▶ _ASSIGNED TASK_: Lines containing the string "react": how many are there below? Answer with the number only.

▶ _TASK INPUTS_:
PR #21540, opened 2020-09-27
Changed this.countUp to () => this.countUp() in state lesson

paolotiu17:
I was having errors regarding the said function so I found out that it had to be in a arrow function and also the parenthesis. I don't know if it's a problem only for me though.

### DIFF
--- a/javascript/react-js/state-and-props.md
+++ b/javascript/react-js/state-and-props.md
@@ -172,7 +172,7 @@ class App extends Component {
   render() {
     return (
       <div>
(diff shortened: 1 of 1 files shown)


marvingay:
@paolotiu17 This is a good catch, you either need to place the method in the callback OR bind the method to the appropriate context

ex:
In the constructor ->
`this.countUp = this.countUp.bind(this) `

which will resolve the code block working.

I'll make the appropriate adjustment to the example.

marvingay:
Fixed in #21548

▶ _REPLY_: 2